Steht die Vaterschaft nicht aufgrund der vorangehenden Vermutung fest, kann gegebenenfalls eine Mitmutterschaftsvermutung aufgrund der Bestimmungen von Art. 325/1 ff. ZGB herangezogen werden.[237] Diese Mitmutterschaftsvermutung kann von der Mutter, dem Kind, der Mitmutter, hinsichtlich derer die Abstammung feststeht, der Frau, die die Mitmutterschaft für sich in Anspruch nimmt, und dem Mann, der die Vaterschaft für sich in Anspruch nimmt, angefochten werden. Die Mitmutterschaftsvermutung beruht auf der Annahme, dass im Rahmen einer Ehe zwischen zwei Frauen das Kind durch medizinisch assistierte Fortpflanzung gemäß Art. 7 des Gesetzes vom 6.7.2007 über die medizinisch assistierte Fortpflanzung gezeugt wurde.

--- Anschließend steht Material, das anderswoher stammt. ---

PR #1073, opened 2018-02-23
igor - convert schedule.json to schedule.gob 

csymonds:
Adding in a check and process to convert json to gob so we can make a clean transition

### DIFF
--- a/src/igor/main.go
+++ b/src/igor/main.go
@@ -347,8 +347,7 @@ func main() {
 	// Read in the schedule
 	path = filepath.Join(igorConfig.TFTPRoot, "/igor/schedule.gob")
 	usejson := false
-	_, err = os.Stat(path)
-	if err != nil {
+	if _, err = os.Stat(path); os.IsNotExist(err) {
 		log.Warn("failed to find gob schedule file: %v\nAttempting to open legacy json file...", err)
 		path = filepath.Join(igorConfig.TFTPRoot, "/igor/schedule.json")
 		scheddb, err = os.Open(path)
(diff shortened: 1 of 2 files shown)


jcrussell:
As we discussed -- let's make a `schedToGob` function that:

- Reads in `schedule.json`
- Writes to `schedule.gob`
- Deletes `schedule.json` if no errors

This should only run if there is a json file. If there is a gob file, igor should `log.Fatal`.

djfritz:
I don't see an posted issue in the tracker nor do I see any discussion on this. Where was the discussion?

I'm opposed to storing configs in non-human readable formats as a rule. The greater unix community is as well, barring crazy large configs that get a performance benefit from binary formats.

What's the compelling reason for this? @csymonds @jcrussell @floren 

Besides that - adding transition code in the codebase for the purpose of moving *2* known uses of this tool seems pretty nuts to me. If we do change the format, having the codebase migrate you is crazy.

csymonds:
This is indeed a case where the file gets crazy large and performance is a major issue we have run into on one of our clusters.

I agree that adding in code to do the transition is not ideal, in fact it is pretty ugly, however the concern is that someone out there in the world using this code might get blindsided with the change and we want to prevent that. I am certainly open to alternatives/suggestions.

jcrussell:
To echo what @csymonds said, because we store the node allocations for every minute from the current time until the end of the last reservation, the schedule file can get massive if we have long reservations.

We were seeing a 20 second delay just to decode the json. gob is much more efficient to decode and drops this delay to <1s. See #1053.

Ideally, we would change the format of the schedule file to be more sparse but that would require a lot more changes.

djfritz:
We change the minimega api all the time without providing a transition
tool, though I suspect I’ve just given @jcrussell a terrible idea...

How big are these files? Are we storing infinite history or something? What
is the measured performance difference here? I can’t imagine dozens or even
hundreds of reservations could generate so much data that we would be
hitting problems unless we’re just doing something wrong by storing
unnecessary data.

jcrussell:
We're going to implement this in a one-off tool instead.

floren:
If you change the MINUTES_PER_SLICE const in main.go to, say, 10, your reservations will have 10-minute granularity which is typically plenty for production clusters and causes a 10x reduction in reservation size.

PR #1078, opened 2018-03-08
Usb serial number

floren:
Allow the user to give a USB disk a serial number. Implemented this to track USB devices across a virtual enterprise.


jcrussell:
LGTM

PR #1080, opened 2018-03-13
minimega: add RESTful command interface

jcrussell:
_Please wait for 2.5 to merge._

POST JSON to :9006/command to run a minimega command. For example:
```
curl 'http://localhost:9006/command' -d '{"command": "vm info" }'
```
Should this be enabled by default or enabled via option?


djfritz:
How on parity is this with the current domain socket solution? If there's perfect overlap, we should consider deprecating the domain socket interface and updating all the things that use it. It's ugly to have to maintain so many interfaces.

jcrussell:
It should have parity with the exception of access control.

Another option would be to kill this and move it to `miniweb` which does JSON <-> GOB translation.

jcrussell:
We're going to implement `/command` in miniweb instead.

PR #4010, opened 2021-04-24
Implemented configurable minimum signup age

Poslovitch:
## Description

I added a config option to set the minimum age required in order to signup to the instance. It defaults to 16 (which has been the "default" age on PeerTube up to now).
I therefore modified the RegisterComponent so that it can display this age.

## Related issues

Resolves https://github.com/Chocobozzz/PeerTube/issues/3612.

## Has this been tested?

I believe light tests were enough, but should tests be added to the test suite?
If so:
* On which test suit?
* Which tests scenarios?

## Screenshots

In the sign up page:
image

In the admin "Basic configuration" editor :
image

### DIFF
--- a/client/src/app/+admin/config/edit-custom-config/edit-basic-configuration.component.html
+++ b/client/src/app/+admin/config/edit-custom-config/edit-basic-configuration.component.html
@@ -167,6 +167,20 @@
 
                 <small i18n *ngIf="hasUnlimitedSignup()" class="text-muted">Signup won't be limited to a fixed number of users.</small>
               </div>
+              
+              <div [ngClass]="getDisabledSignupClass()" class="mt-3">
+                <label i18n for="signupMinimumAge">Minimum required age to create an account</label>
+
+                <div class="number-with-unit">
+                    <input
+                      type="number" min="1" id="signupMinimumAge" class="form-control"
+                      formControlName="minimumAge" [ngClass]="{ 'input-error': formErrors['signup.minimumAge'] }"
+                    >
+                    <span i18n>{form.value['signup']['minimumAge'], plural, =1 {year old} other {years old}}</span>
+                </div>
+
+                <div *ngIf="formErrors.signup.minimumAge" class="form-error">{{ formErrors.signup.minimumAge }}</div>
+              </div>
             </ng-container>
           </my-peertube-checkbox>
         </div>
@@ -478,7 +492,7 @@
         <ng-container formGroupName="twitter">
 
           <div class="form-group">
-            <label i18n for="signupLimit">Your Twitter username</label>
+            <label i18n>Your Twitter username</label>
 
             <input
               type="text" id="servicesTwitterUsername" class="form-control"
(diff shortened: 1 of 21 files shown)


client/src/app/+admin/config/edit-custom-config/edit-basic-configuration.component.html
```diff
@@ -478,7 +492,7 @@
         <ng-container formGroupName="twitter">
 
           <div class="form-group">
-            <label i18n for="signupLimit">Your Twitter username</label>
```
Chocobozzz, line 481: Oup's, thanks. It should be `for="servicesTwitterUsername"` instead

client/src/app/+signup/+register/register-step-terms.component.html
```diff
@@ -2,8 +2,8 @@
   <div class="form-group form-group-terms">
     <my-peertube-checkbox inputName="terms" formControlName="terms">
       <ng-template ptTemplate="label">
-        <ng-container i18n>
-          I am at least 16 years old and agree
+        <ng-container i18n> 
+          I am at least {{ minimumAge }} years old and agree
```
Chocobozzz, line 6: Please remove added spaces at the end of these lines

client/src/app/+signup/+register/register.component.html
```diff
@@ -17,6 +17,7 @@
 
           <my-register-step-terms
             [hasCodeOfConduct]="!!aboutHtml.codeOfConduct"
+            [minimumAge]="this.minimumAge"
```
Chocobozzz, line 20:
```suggestion
            [minimumAge]="minimumAge"
```

config/default.yaml
```diff
@@ -229,6 +229,7 @@ contact_form:
 signup:
   enabled: false
   limit: 10 # When the limit is reached, registrations are disabled. -1 == unlimited
+  minimum_age: 16
```
Chocobozzz, line 232: Please add a comment to explain this is used in the signup form

shared/extra-utils/server/config.ts
```diff
@@ -98,7 +98,8 @@ function updateCustomSubConfig (url: string, token: string, newConfig: DeepParti
     signup: {
       enabled: false,
       limit: 5,
-      requiresEmailVerification: false
+      requiresEmailVerification: false,
+      minimumAge: 16
```
Chocobozzz, line 102: Please use another value and check it is correctly set with the default in https://github.com/Chocobozzz/PeerTube/blob/develop/server/tests/api/server/config.ts#L63 and correctly updated in https://github.com/Chocobozzz/PeerTube/blob/develop/server/tests/api/server/config.ts#L153

Chocobozzz (changes requested):
Thanks!

client/src/app/+signup/+register/register-step-terms.component.html
rigelk:
```suggestion
          I am at least {{ minimumAge }} years old and agree
```

config/default.yaml
rigelk:
```suggestion
  minimum_age: 16 # Used to configure the signup form
```

Poslovitch:
Quick heads-up : I'll provide the requested changes this week.

Chocobozzz:
Merged manually in https://github.com/Chocobozzz/PeerTube/commit/1f256e7d3cf056c2d999260155cdba58ae1b878b

Issue #3725, opened 2021-02-09
Answering to comments via Mastodon / Pleroma / another PeerTube instance…


fflorent:
**Describe the current behavior**

When logged out, one can post a comment by entering our own Activity Pub identifier through the "remote interact" feature:

![Remote interact](https://user-images.githubusercontent.com/371705/107408674-92677c80-6b0b-11eb-9166-7a8dd496c404.png)

However we miss the same thing for answering to comments: 

- While being logged in:
![While being connected](https://user-images.githubusercontent.com/371705/107408827-c2af1b00-6b0b-11eb-8f7c-9143cf03294e.png)

- Otherwise:
![image](https://user-images.githubusercontent.com/371705/107408947-e96d5180-6b0b-11eb-9ab4-532a40326a13.png)

**Describe the expected behavior**

We should be able to click the answer button and get the same popup for remote interact in order to be consistent (at least if possible).

**Additional information**

* PeerTube instance:
  * URL: https://skeptikon.fr
  * version: 3.0.1

* Browser name, version and platforms on which you could reproduce the bug: Firefox Nightly 87.0a1 (2021-02-07) (64 bits)
* Link to browser console log if relevant: N/A
* Link to server log if relevant (`journalctl` or `/var/www/peertube/storage/logs/`): N/A

---

I filled it as a bug as I see that as an UX inconsistency. You may reclassify it as a feature if you prefer.
Thanks for your work :pray:

PR #4012, opened 2021-04-24
Added ability to reply to comments with remote interaction

Poslovitch:
## Description

I got rid of the conditions that required a user to be logged in in order to reply to comments.

## Related issues

Resolves https://github.com/Chocobozzz/PeerTube/issues/3725

## Has this been tested?

While non-logged-in users now have access to the reply button (see screenshot), I could not test if the reply worked properly (I expect it should, though) because my pleroma instance wouldn't let me do a remote interaction (no clue why that is).

## Screenshots

image


Chocobozzz:
Thanks @Poslovitch

PR #4048, opened 2021-05-06
throw on failed parameter checks instead of pure boolean checks

### LINKED ISSUE #4026: API does not yield detailed error messages
posting content via API the validation rules are not document and the errors often hard to understand without any indication what the lmit is. i.e.:

- 120 character limit for name
- limit of 5 tags, limit of 30 character tag limit.

would be great if those limits would be documented in the video/put call at:
https://docs.joinpeertube.org/api-rest-reference.html#tag/Video/paths/~1videos~1{id}/put
in addition the error should indicate what the limit is, right now it just responds with:

{'errors': {'name': {'value': '...', 'msg': 'Should have a valid name', 'param': 'name', 'location': 'body'}}}

rigelk:
## Description

The goal is to have more descriptive error messages on malformed parameters, by replacing all-encompassing parameter checks that just produce a boolean, by an error thrown as close as possible to the failing check, where each check has an associated message:

```diff
{
  "errors": {
    "name": {
      "value": "<video name>",
-     "msg": "Should have a valid name",
+     "msg": "Should have a video name between 3 and 120 characters long",
      "param": "name",
      "location": "body"
    }
  }
}
```

I didn't change all checks, but focused on parameters which error messages might need reading the documentation in detail.

### Implementation details

Error being thrown in validation middlewares are okay so long as they are used within a [validator function](https://express-validator.github.io/docs/validation-chain-api.html#customvalidator). However some validation middlewares are also currently used as pure boolean checks, i.e. within another validation middleware or within a full-request validation function. The error there needs to be catched, for which we transform the potentially-returning function by wrapping it with `EtoB`:

```typescript
/**
 * Handle errors thrown by non-pure boolean validators as boolean
 */
function EtoB (fun: Function) (...args: any[]) => boolean | Error {
  return (...args) => {
    try {
      fun(...args)
    } catch (error) {
      return error
    }
    return true
  }
}
```

We also need to distinguish functions that might throw an `Error` from that which only return booleans. Sadly, [there is still no way to express that yet in Typescript itself](https://github.com/microsoft/TypeScript/issues/13219) ; so I marked such functions with JSDoc comments for now, i.e.:

```typescript
/**
 * @throws {Error}
 */
function isDateValid (value: string) {
  if (!exists(value)) throw new Error('Should have a date')
  if (!validator.isISO8601(value)) throw new Error('Should have a date conforming to ISO8601')
  return true
}
```

Within a pure-boolean check, this translates to `if (!EtoB(isDateValid)(value)) { …`. If you want to programmatically get the error message, you can switch the return mode by using `const error = EtoB(isDateValid, true)(value)`.

## Related issues

fixes #4026

## Has this been tested?

### DIFF
--- a/scripts/create-import-video-file-job.ts
+++ b/scripts/create-import-video-file-job.ts
@@ -6,7 +6,7 @@ import { resolve } from 'path'
 import { VideoModel } from '../server/models/video/video'
 import { initDatabaseModels } from '../server/initializers/database'
 import { JobQueue } from '../server/lib/job-queue'
-import { isUUIDValid } from '@server/helpers/custom-validators/misc'
+import { catchErrorAsBoolean, checkUUID } from '@server/helpers/custom-validators/misc'
 
 program
   .option('-v, --video [videoUUID]', 'Video UUID')
@@ -31,7 +31,7 @@ run()
 async function run () {
   await initDatabaseModels(true)
 
-  if (isUUIDValid(options.video) === false) {
+  if (catchErrorAsBoolean(checkUUID)(options.video) === false) {
     console.error('%s is not a valid video UUID.', options.video)
     return
   }
--- a/scripts/create-transcoding-job.ts
+++ b/scripts/create-transcoding-job.ts
@@ -8,7 +8,7 @@ import { JobQueue } from '../server/lib/job-queue'
 import { computeResolutionsToTranscode } from '@server/helpers/ffprobe-utils'
 import { VideoTranscodingPayload } from '@shared/models'
 import { CONFIG } from '@server/initializers/config'
-import { isUUIDValid } from '@server/helpers/custom-validators/misc'
+import { catchErrorAsBoolean, checkUUID } from '@server/helpers/custom-validators/misc'
 
 program
   .option('-v, --video [videoUUID]', 'Video UUID')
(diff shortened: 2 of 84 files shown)


Chocobozzz:
A function named `isDateValid` must not throw. It must return a boolean as started in its name. A `checkDate` would be a more appropriate name.

Mixing validators that return a boolean, with validators that throw an error, with validators that return an array `[ boolean, string ]` is really not convenient. We should stick to one method that fits all our use cases (middlewares validators, database validator and AP checks)

`EtoB` is not a good function name and should not start with a capital letter.

rigelk:
@Chocobozzz should I put the renamed functions in a dedicated file to separate them from boolean validators? Something like `videos.throwable.ts` for a `videos.ts` validator sister file?

Chocobozzz:
> should I put the renamed functions in a dedicated file to separate them from boolean validators? Something like videos.throwable.ts for a videos.ts validator sister file?

I don't think so because of my second point:

> Mixing validators that return a boolean, with validators that throw an error, with validators that return an array [ boolean, string ] is really not convenient. We should stick to one method that fits all our use cases (middlewares validators, database validator and AP checks)

I think we should migrate all validator to a throw workflow

rigelk:
Closing since the PR adds complexity when messages are arguably better improved on their own.

PR #4055, opened 2021-05-07
Fix CLI plugins list command: use command parameters.

JohnXLivingston:
## Description

The `plugins list` command was not using --url, --username and --password parameters, and was always requesting on the first server in the .netrc file.

## Has this been tested?


Chocobozzz:
Thanks!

[229] Gemäß Art. 331nonies ZGB ergibt sich der fortdauernde Statusbesitz aus Tatsachen, die zusammen oder getrennt auf das Abstammungsverhältnis hindeuten. Diese Tatsachen sind u.a.: 1. dass das Kind stets den Namen der Person getragen hat, von der man sagt, dass es abstammt; 2. dass Letztgenannte es immer wie ihr eigenes Kind behandelt hat; 3. dass die Person in ihrer Eigenschaft als Vater bzw. Mutter für den Unterhalt und die Erziehung des Kindes gesorgt hat; 4. dass das Kind die Person wie seinen Vater bzw. wie seine Mutter behandelt hat; 5. dass es als Kind dieser Person von der Familie und in der Gesellschaft anerkannt wird; 6. dass die öffentlichen Behörden es als solches ansehen.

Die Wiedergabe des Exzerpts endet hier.